[Collected data entries]
PR #4508, opened 2026-09-17
[ISSUE #4506] fix(ai): reject ambiguous physical cluster names

### LINKED ISSUE #4506: [Studio][Bug] Reject ambiguous platform cluster names across instances

- [x] I searched open and closed issues and pull requests for `PlatformClusterResolver`, duplicate cluster names, `DefaultCluster`, and cross-instance cluster resolution.

### Problem

Platform-level AI/MCP tools address infrastructure by physical `clusterName` instead of `instanceId`. `PlatformClusterResolver.collect` currently stores discoveries in `Map<String, ManagedCluster>` and uses `putIfAbsent(clusterName, cluster)`. Managed Apache instances are sorted by instance name, so the first instance wins deterministically.

RocketMQ cluster names are not globally unique across independent deployments; `DefaultCluster` is a common value. If two Studio instances expose different clusters with that name:

- the later instance is silently removed from the platform scan;
- `require("DefaultCluster")` and `resolveInstanceId("DefaultCluster")` select the first instance;
- `rmq.broker.config` and `rmq.nameserver.config` can report configuration from a different instance than the operator intended;
- Broker, NameServer, and Proxy read tools that call `require` inherit the same ambiguity.

The current tools are read-only, so this is an inventory and diagnostic correctness issue rather than a wrong-cluster mutation.

### Proposed Design

Keep the existing tool schemas and the existing deduplicated `rmq.cluster.list` output for compatibility, but make single-cluster resolution fail closed:

1. Preserve the per-instance scan results internally before cluster-name deduplication.
2. Keep `scan()` / `scanWithBrokerVersions()` deduplicated by cluster name as today.
3. Make `require(clusterName)` resolve against the per-instance results.
4. Return 404 when there are no matches, the unique match when exactly one instance owns the name, and 409 when multiple instances expose the same name.
5. Include the sorted conflicting instance identifiers in the 409 message so operators can correct their Studio configuration or choose an instance-scoped workflow.
6. `resolveInstanceId` inherits the same fail-closed behavior.

Adding an explicit instance discriminator to every platform tool is a larger contract enhancement and remains out of scope for this fix.

### Acceptance Criteria

- A unique cluster name resolves exactly as before.
- A cluster name exposed by two managed instances returns HTTP/business code 409 instead of selecting the first instance.
- The conflict result identifies both instance names deterministically.
- Existing platform scan deduplication, unreachable-instance handling, and broker-version enrichment remain unchanged.
- Focused resolver and handler tests, the backend suite, Checkstyle, and `git diff --check` pass.

AI-assisted static analysis; no live cluster mutation is involved.

Aias00:

- Fixes #4506

### Brief Description

- Preserve per-instance cluster discoveries internally before the existing name-based scan deduplication.
- Define physical cluster identity from normalized NameServer address and Broker address sets.
- Collapse duplicate discoveries when multiple Studio instances point at the same physical cluster, preserving deterministic representative-instance selection.
- Return 409 only when a cluster name maps to distinct physical topologies, and include sorted instance identifiers in the error.
- Warn during platform scans when a name maps to distinct physical clusters, while keeping `scan`, `scanWithBrokerVersions`, unreachable-instance handling, and tool schemas unchanged.

### Contract Direction

The seven existing platform tools currently resolve `clusterName` through this compatibility path. Hardening that path is still required so current clients cannot silently target the wrong physical cluster. Migrating those tools to an explicit required `instanceId` is the intended long-term direction, but it changes the published tool schemas and belongs in a separate compatibility/migration change.

- Red/green regression: the shared-physical-cluster case initially returned 409 and the conflict scan emitted no warning; both pass after the fix.
- `mvn -B -ntp -Dtest=PlatformClusterResolverTest,ClusterListToolHandlerTest,BrokerConfigToolHandlerTest,BrokerDescribeToolHandlerTest,BrokerListToolHandlerTest,NameServerConfigToolHandlerTest,NameserverListToolHandlerTest,ProxyConfigToolHandlerTest,ProxyListToolHandlerTest test` with Java 21: 27 tests passed; Checkstyle 0 violations.
- Full backend suite with Java 21 and an isolated H2 MySQL-compatible datasource: 3077 tests, 0 failures/errors, 3 skipped; Checkstyle 0 violations.
- `mvn -B -ntp -DskipTests package`: passed.
- `git diff --check`: passed.
- Independent read-only review: 0 findings.

### Checklist

- [x] New UI text has both Chinese and English entries (no UI change)
- [x] Architecture constraints stay green
- [x] Documentation touched where behaviour changed (PR contract direction documents the compatibility decision)


server/src/main/java/org/apache/rocketmq/studio/ops/ai/tool/support/PlatformClusterResolver.java
```diff
@@ -114,16 +114,28 @@ public List<ManagedCluster> scanWithBrokerVersions() {
...
                 .filter(cluster -> normalized.equals(cluster.clusterName()))
-                .findFirst()
-                .orElseThrow(() -> new BusinessException(404, "Cluster not found: " + normalized));
+                .toList();
+        if (matches.isEmpty()) {
+            throw new BusinessException(404, "Cluster not found: " + normalized);
+        }
+        if (matches.size() > 1) {
+            String instances = matches.stream()
+                    .map(ManagedCluster::instanceId)
```
RockteMQ-AI, line 131: `matches.getFirst()` requires Java 21+. Please verify the project's minimum Java version. If targeting Java 17 or earlier, use `matches.get(0)` instead.

server/src/main/java/org/apache/rocketmq/studio/ops/ai/tool/support/PlatformClusterResolver.java
```diff
@@ -143,16 +155,22 @@ public static List<String> splitEndpoints(String endpoint) {
 
     private List<ManagedCluster> collect(boolean withVersions) {
         Map<String, ManagedCluster> unique = new LinkedHashMap<>();
+        collectAll(withVersions).forEach(cluster -> unique.putIfAbsent(cluster.clusterName(), cluster));
```
RockteMQ-AI, line 158: Clean separation: `collectAll()` for raw collection, `collect()` for deduplication. Good refactoring.

RockteMQ-AI (commented):
### Summary
This PR improves the `PlatformClusterResolver.require()` method to detect when a cluster name maps to multiple instances across different cloud accounts, throwing a 409 Conflict instead of silently returning the first match. This prevents ambiguous routing in multi-instance deployments.

### Findings
- **[Warning]** `PlatformClusterResolver.java:131` — `matches.getFirst()` requires Java 21+. Please verify the project's minimum Java version supports this. If the project targets Java 17 or earlier, use `matches.get(0)` instead.
- **[Info]** `PlatformClusterResolver.java:158-162` — The new `collectAll()` method is a clean separation of concerns: raw collection vs deduplication. Good refactoring.
- **[Info]** `PlatformClusterResolverTest.java` — The ambiguity test case with two instances returning the same cluster name is well-structured.

### Strengths
- The 409 response with a clear error message listing the conflicting instances is excellent for debugging.
- The `collectAll()` extraction avoids duplicating the instance-scanning logic.
- `collect()` still deduplicates via `putIfAbsent`, preserving backward compatibility for the list endpoint.

Overall: Good data-integrity improvement with clear error messaging.

---

RockteMQ-AI (approved):
### Summary
Re-reviewed after new commits. `PlatformClusterResolver.require()` now correctly detects and rejects ambiguous cluster names that match multiple platforms. This prevents silent misrouting of AI tool operations. The error message clearly identifies the conflicting platforms. Good defensive fix with test coverage.

LGTM.

---

lizhimins (changes requested):
The underlying defect is real, but the 409 trigger as written introduces a worse regression than the one it fixes.

**The defect you identified is genuine.** `PlatformClusterResolver.require()` is `scan().stream().filter(...).findFirst()`, and `scan()` already deduplicates by cluster name while `manageableInstances()` sorts by instance name — so when two instances both expose `DefaultCluster`, the seven platform tools behind `require` / `resolveInstanceId` (`rmq.broker.config`, `rmq.broker.describe`, `rmq.broker.list`, `rmq.nameserver.config`, `rmq.nameserver.list`, `rmq.proxy.config`, `rmq.proxy.list`) silently get whichever instance sorts first. Keeping `collectAll()` separate from the deduplicating `collect()` is the right shape.

**But `matches.size() > 1 → 409` is the wrong criterion.** Ambiguity means *two distinct physical clusters sharing a name* — not "two instances returned the same name". Two Studio instances pointing at the **same** NameServer are one physical cluster, and that topology is explicitly supported:

- the instance-model spec states one cluster can host multiple instances and multiple clusters can share a NameServer;
- `rmq_instance` in `server/src/main/resources/db/schema.sql` has a unique key on `name` only — there is **no** uniqueness constraint on `endpoint`;
- this repo's own `PlatformClusterResolverTest.scanShouldAggregateAndDedupeAcrossInstancesTest` sets up exactly that topology (`instance-a` and `instance-b` sharing `ns-a:9876`, both returning `shared-cluster`) and treats the deduplication in `scan()` as correct behaviour, not a conflict.

As written, `require("DefaultCluster")` would answer 409 in that legal configuration, and because `resolveInstanceId` inherits it, all seven platform tools become unusable there. That is a bigger regression than the silent first-instance pick.

**Please detect real conflicts instead of counting instances:**

1. Collapse matches that are the same physical cluster (identical `nameServerAddrs` and broker address set) before deciding, and only raise 409 when the surviving matches genuinely differ.
2. Add the missing regression test for the shared-NameServer case — `require` still resolves normally when two instances expose the same cluster through the same endpoint. Without it nothing in the suite guards against this false positive.
3. `rmq.cluster.list` still deduplicates by name, so a real conflict stays invisible until a tool call fails; a `log.warn` in `collectAll` when distinct clusters share a name would make the 409 diagnosable.

One directional question worth answering in the PR body: this hardens the `clusterName → instanceId` resolution path, which the instance-model convention intends `instanceId` to replace. Is hardening it still wanted, or should the effort go into passing `instanceId` through these tools instead?

Aias00:
Addressed the requested topology distinction in `0ddd83a0f` after rebasing onto `rocketmq-studio@cd448e17f`:

1. `require` now canonicalizes the NameServer address set and Broker address set for every same-name match. Multiple Studio instances with identical physical identity collapse to the deterministic first instance; only distinct physical identities return 409.
2. Added a regression where two instances expose `DefaultCluster` through the same two NameServers in different order and the same Broker set. It resolves to `instance-a` instead of returning 409.
3. `collectAll` now logs a warning when a cluster name maps to distinct physical topologies, including the sorted instance identifiers.
4. The 409 text now explicitly says the ambiguity is across physical clusters.

The current seven platform tools still publish `clusterName`, so this PR keeps the resolver hardening as a compatibility safeguard. Moving those tools to required `instanceId` is the long-term direction, but it is a separate schema migration rather than part of this bug fix.

Verification: focused resolver/tool tests 27/27; full backend suite 3077 passed with 3 skipped; Maven package passed; Checkstyle 0 violations; `git diff --check` passed; independent review found 0 issues.

server/src/main/java/org/apache/rocketmq/studio/ops/ai/tool/support/PlatformClusterResolver.java
Aias00: Verified against `server/pom.xml`: this module targets Java 21 (`<java.version>21</java.version>`), so `List.getFirst()` is supported. The updated branch was compiled, packaged, and fully tested with JDK 21 (3077 tests passed).

server/src/main/java/org/apache/rocketmq/studio/ops/ai/tool/support/PlatformClusterResolver.java
Aias00: Retained the `collectAll()` / `collect()` separation. `collectAll()` now also diagnoses real same-name physical conflicts, while `collect()` preserves the existing name-deduplicated list contract.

__PROBLEM DESCRIPTION__: Print only the lines from the top of the data above down to the line holding "RocketMQ cluster names", inclusive.

__RESULT OF THIS TASK__:
PR #4508, opened 2026-09-17
[ISSUE #4506] fix(ai): reject ambiguous physical cluster names

### LINKED ISSUE #4506: [Studio][Bug] Reject ambiguous platform cluster names across instances

- [x] I searched open and closed issues and pull requests for `PlatformClusterResolver`, duplicate cluster names, `DefaultCluster`, and cross-instance cluster resolution.

### Problem

Platform-level AI/MCP tools address infrastructure by physical `clusterName` instead of `instanceId`. `PlatformClusterResolver.collect` currently stores discoveries in `Map<String, ManagedCluster>` and uses `putIfAbsent(clusterName, cluster)`. Managed Apache instances are sorted by instance name, so the first instance wins deterministically.

RocketMQ cluster names are not globally unique across independent deployments; `DefaultCluster` is a common value. If two Studio instances expose different clusters with that name:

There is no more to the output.